I hate doing the very same task over, and over, and over again. I’d bet search engines do, too.
Increasing the efficiency of search
Chances are that your choice of a search engine, whether it’s Google, or Yahoo!, or MSN, or another, uses some methods to try to make what they do a little more efficient, and a little less costly to run.
Of course, popular searches are ones that lots of folks search for. If a search engine would process every search request as if it were a new one, and try to grab results from its index, or indexes, including searches that were repeated often, it could be reinventing the wheel frequently. But what if there was a way to speed that up?
What if that method created significant savings in terms of time and processing power? What if it didn’t do a full search for the most popular terms over and over?
Caching results pages from popular searches
One method might involve using a cache file, like the cache file that your browser uses to store temporary internet pages. The idea behind the browser cache is that if you return to a page, your computer doesn’t have to ask for the page all over again. It can instead just grab the local copy of the page that is in the cache file.
So, imagine a search engine doing the same thing. It has a separate computer or set of computers that contain cache files, and when a request for a certain word or phrase gets entered by someone using the search engine, a look around in those cache files may be the first stop instead of the search engine doing a lookup in its index.
If a set of results for the phrase or word searched for is there, the search engine could serve it to you.
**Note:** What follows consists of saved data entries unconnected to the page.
PR #4148, opened 2023-12-20
feat: Make announcement scroll horizontally when more than one 

KristianSelnas:
Closes https://github.com/AtB-AS/kundevendt/issues/15746

Announcements are stretched vertically to be come as tall as the tallest visible announcement.

In addition to the horizontal scroll, this pr also ensures that legacy announcement  are opened in bottom sheet.

The announcement close icon is moved inside the header. This leaves more room for the content, which is more important now, since the announcements will be narrower.

<details>
<summary>Screen shots</summary>

Simulator Screenshot - iPhone 15 - 2023-12-20 at 12 55 26

Simulator Screenshot - iPhone 15 - 2023-12-20 at 12 55 38

</details>

### DIFF
--- a/src/components/sections/items/GenericSectionItem.tsx
+++ b/src/components/sections/items/GenericSectionItem.tsx
@@ -1,5 +1,5 @@
 import React, {Children, PropsWithChildren} from 'react';
-import {AccessibilityProps, View} from 'react-native';
+import {AccessibilityProps, StyleProp, View, ViewStyle} from 'react-native';
 import {useSectionItem} from '../use-section-item';
 import {SectionItemProps} from '../types';
 import {useSectionStyle} from '../use-section-style';
@@ -7,6 +7,7 @@ import {useSectionStyle} from '../use-section-style';
 type Props = PropsWithChildren<
   SectionItemProps<{
     accessibility?: AccessibilityProps;
+    style?: StyleProp<ViewStyle>;
   }>
 >;
 export function GenericSectionItem({children, accessibility, ...props}: Props) {
@@ -14,7 +15,7 @@ export function GenericSectionItem({children, accessibility, ...props}: Props) {
   const style = useSectionStyle();
 
   return (
-    <View style={topContainer} {...accessibility}>
+    <View style={[topContainer, props.style]} {...accessibility}>
       {Children.map(children, (child) => (
         <View style={style.spaceBetween}>{child}</View>
       ))}
--- a/src/stacks-hierarchy/Root_TabNavigatorStack/TabNav_DashboardStack/Dashboard_RootScreen/components/Announcement.tsx
+++ b/src/stacks-hierarchy/Root_TabNavigatorStack/TabNav_DashboardStack/Dashboard_RootScreen/components/Announcement.tsx
@@ -45,6 +45,11 @@ export const Announcement = ({announcement, style}: Props) => {
     });
   };
 
+  const summaryTitle = getTextForLanguage(
+    announcement.summaryTitle ?? announcement.fullTitle,
+    language,
+  );
+
   return (
     <Section style={style} key={announcement.id} testID="announcement">
       <GenericSectionItem>
@@ -69,12 +74,7 @@ export const Announcement = ({announcement, style}: Props) => {
               </View>
             )}
             <View style={styles.textContainer}>
-              <ThemeText type="body__primary--bold">
-                {getTextForLanguage(
-                  announcement.summaryTitle ?? announcement.fullTitle,
-                  language,
-                )}
-              </ThemeText>
+              <ThemeText type="body__primary--bold">{summaryTitle}</ThemeText>
               <ThemeText style={styles.summary}>
                 {getTextForLanguage(announcement.summary, language)}
               </ThemeText>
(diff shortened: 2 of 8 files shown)


src/stacks-hierarchy/Root_TabNavigatorStack/TabNav_DashboardStack/Dashboard_RootScreen/components/Announcement.tsx
```diff
@@ -45,91 +45,95 @@ export const Announcement = ({announcement, style}: Props) => {
...
-              announcement.actionButton?.actionType === 'external'
-                ? 'external-link'
-                : 'arrow-right'
-            }
-            accessibility={{
-              accessibilityHint: t(
-                DashboardTexts.announcemens.buttonAction[
-                  announcement.actionButton.actionType
-                ],
+      {announcement.actionButton?.actionType && (
```
gorandalum, line 88: With the fallback to `bottom_sheet` in the converter, the `actionType` doesn't need to be optional in the typing now?

src/components/sections/items/GenericSectionItem.tsx
```diff
@@ -1,20 +1,21 @@
...
-import {AccessibilityProps, View} from 'react-native';
+import {AccessibilityProps, StyleProp, View, ViewStyle} from 'react-native';
 import {useSectionItem} from '../use-section-item';
 import {SectionItemProps} from '../types';
 import {useSectionStyle} from '../use-section-style';
 
 type Props = PropsWithChildren<
   SectionItemProps<{
     accessibility?: AccessibilityProps;
+    style?: StyleProp<ViewStyle>;
```
gorandalum, line 10: I feel like it is a little can of worms to expose the internal `style` of a section item. Could consider using a more specific field, like `shouldGrow: boolean` or something here.

src/stacks-hierarchy/Root_TabNavigatorStack/TabNav_DashboardStack/Dashboard_RootScreen/components/Announcements.tsx
```diff
@@ -36,23 +36,34 @@ export const Announcements = ({style: containerStyle}: Props) => {
...
-      marginBottom: theme.spacings.medium,
-    },
-  };
-});
+const useStyle = StyleSheet.createThemeHook((theme) => ({
+  headerWrapper: {
+    marginHorizontal: theme.spacings.medium,
+  },
+  scrollView: {
+    marginHorizontal: theme.spacings.medium,
```
gorandalum, line 63: There is something iffy about using margins on `ScrollView`. And when testing this I see there is an issue with a missing right margin
Screenshot 2023-12-21 at 11 36 30

My tip is to try using `gap` and `paddingHorizontal` on the `ScrollView`, and remove the margin on the announcement.

gorandalum (approved):
Nice!

src/stacks-hierarchy/Root_TabNavigatorStack/TabNav_DashboardStack/Dashboard_RootScreen/components/Announcements.tsx
KristianSelnas: Thanks. I've noticed myself. I'll try your solution

src/components/sections/items/GenericSectionItem.tsx
KristianSelnas: Yes, I was considering something like that myself, but wasn't sure what I felt was the best option. I believe a prop like `shouldGrow` is kinda similar to `withPadding`, in that you use a prop to dictate appearance. In that sense i like the `style` approach better. But with increased freedom also comes increased responsibility. It needs to be used with caution.

src/stacks-hierarchy/Root_TabNavigatorStack/TabNav_DashboardStack/Dashboard_RootScreen/components/Announcement.tsx
KristianSelnas: Yes, I suppose that's true 👍

KristianSelnas: Fixed in https://github.com/AtB-AS/mittatb-app/pull/4148/commits/f24e8f6902468c0ca282d03c8d8573277df608eb

src/stacks-hierarchy/Root_TabNavigatorStack/TabNav_DashboardStack/Dashboard_RootScreen/components/Announcements.tsx
KristianSelnas: Fixed in https://github.com/AtB-AS/mittatb-app/pull/4148/commits/94bd79b35b70792058587fb648a613edbd4fe01b

src/components/sections/items/GenericSectionItem.tsx
KristianSelnas: @gorandalum What do you think?

gorandalum: Not meaning to delay the merge on such minor details 😅 

My preference still goes towards `shouldGrow`. The reason for moving away from `withPadding` and such was that we saw that they were too limiting, as `Section` can't foresee every usage from the ouside (thus over time also adding `withFullPadding`, `withTopPadding`, `withBottomPadding`). In this case it is internally in the `Section`, and then we generally want to be as limiting as possible.

KristianSelnas: If we come back to this prop in a year I think it will be a bit hard to grasp what `shouldGrow` is actually doing. As you say, to not stall this pr any longer I'll just merge it with the `style` prop. Personally I don't think that will case any major issues. Most devs in our are reasonably responsible, and the code review process should probably pick up the rest.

If it isn’t, the search engine might then perform a full search. That could save some processing power and some time.
Now keep in mind that the most popular searches can account for a large percentage of the requests that a search engine gets. If you look somewhere like the Google Zeitgeist pages, you can see some of the terms that the search engine might be keeping in a cache.
Deciding how many results to cache
This is a tricky area. The efficiency that is gained by caching some results pages, for popular searches could be lost by not caching enough results or caching too many. So how do you figure out how many results to cache? Well, you could look at how people use search engines. If people typically only look at the first page of results – ten links and titles and snippets – then you might only want to keep track of those ten results for a certain query.
A paper that looks like it was written in 2004 describes how to make a search engine run more efficiently. One of the authors’ pages notes that it will be published in 2006 in the ACM Transactions on Information Systems, Vol. 24, n. 1, January 2006.
It’s impossible to tell, without seeing that issue whether the version that appears will be the same one that appears here:
By Tizano Gagni, Raffaele Perego, Fabrizio Silvestri, and Salvatore Orlando
It could be that this is the version that will be published, or they could be submitting an updated version. Interesting paper, regardless.
If you like thinking about how a search engine does what it does, this is an article worth spending a little time with.
It discusses some of the hardware, and software that might make such a system work, and how the system would be organized. It also looks at other papers that have studied how usage data might make a search engine run better.
Two levels of caching are described – a read-only static set of information, and a dynamic set of information, along with replacement policies that determine when a result might make it into the dynamic cache. It also discusses prefetching, and a way of anticipating what people might be looking for, and how many results to cache or to prefetch, based upon the query that is made.
How often should that static cache be refreshed? They note that topic as something for further study. They do also state that the freshness of results can suffer when you use statistics from the past to try to predict the future.